Can someone provide a rough order of magnitude/level-of-effort for converting or migrating PLSQL language (5,000-10,000 lines of code need to be migrated to Pig and Hive)?
There is also HPL/SQL.
It was incorporated into the Hive 2.0 release (Feb 16th) and thus will be automatically included in the next release of HDP that includes Hive 2.0.
It can be very easily added to an existing HDP install as well.
It is an implementation of stored procs, control flow logic, temporary variables, error checking, on-the-fly SQL syntax conversion to HiveQL, RDBMS SQL syntax compatibility, etc. It brings almost all the functionality of DB2, SQL Server, Oracle stored procs and SQL syntax into Hive. An added bonus is that you can mix & match the syntax of SQL Server T-SQL, Oracle PLSQL and DB2. It is slick.

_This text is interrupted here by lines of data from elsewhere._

PR #161, opened 2018-01-25
Repatch sql-dump fix

chris-moreton:
Reapplies the sql-dump fix. Have tested the sql-dump command and it seems to be working without problems.

To test, ensure that you have no unpushed commits and rebuild the vagrant environment and see if it works by rebuilding from the branch, i.e.

sh {{REPO_DIRECTORY}}/vagrant.sh PAR-1094


kalpaitch:
Just need to check that `sql-dump` dumps the database without ownership and with empty cache tables, and that `sql-drop` does what it says on the tin.

jaffamonkey:
Working ok from my more limited perspective (i.e. vagrant build up and running ok and tests passing)

kalpaitch:
Drop tables isn't dropping with this patch (on my machine anyway), also don't know why latest master has failed the tests.

PR #166, opened 2018-01-26
Content updates: Sam's PR

kalpaitch:


kalpaitch:
@samlionheart If we could just make sure the text changes on these titles works it's way back into the UX wireframes.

For example - here is a sample script that runs in HPL/SQL (for real):
create procedure spLoadSalesFact (LoadMonth char(10)) BEGIN SET plhql.onerror = seterror; print 'Beginning execution...'; print '*' || LoadMonth || '*'; /* Fail if invalid Input Parameter set LoadMonth = Upper(LoadMonth); if (LoadMonth not in ('LAST', 'CURRENT')) BEGIN print 'Bad Input Paramter'; RETURN -1; END */ /* Load Prior Month */ IF (LoadMonth = 'LAST') BEGIN print 'Inserting Last Month''s Data...'; insert into table saleslineitem select * from saleslineitem where TransactionDate >= '2011-06-01' and transactionDate < '2011-07-01'; if SQLCODE <> 0 RETURN -2; END /* Load Current Month */ ELSE IF (LoadMonth = 'CURRENT') BEGIN print 'Inserting Current month''s data...'; insert into table saleslineitem select * from saleslineitem where TransactionDate >= '2011-07-01' and transactionDate < '2011-08-01'; if SQLCODE <> 0 RETURN -3; END PRINT 'Execution Completed...'; END /* Stored Proc invocation */ -- CALL spLoadSalesFact ('GARBAGE'); -- CALL spLoadSalesFact ('LAST'); CALL spLoadSalesFact ('CURRENT');
Are there any performance improvements of not creating custom UDF function ? I have currently some text-analytics functions, for which I can either create UDF jar files or use HPLSQL.@bpreachuk Are there any performance issues that you faced on using HPLSQL ?
Hi @tanmoy. I would recommend you go the custom route - create UDF jars for Hive. That way you can use them anywhere you use Hive code. HPL/SQL is still not a GA feature, and in my opinion HPL/SQL use a little bit more time to "bake" and become more robust.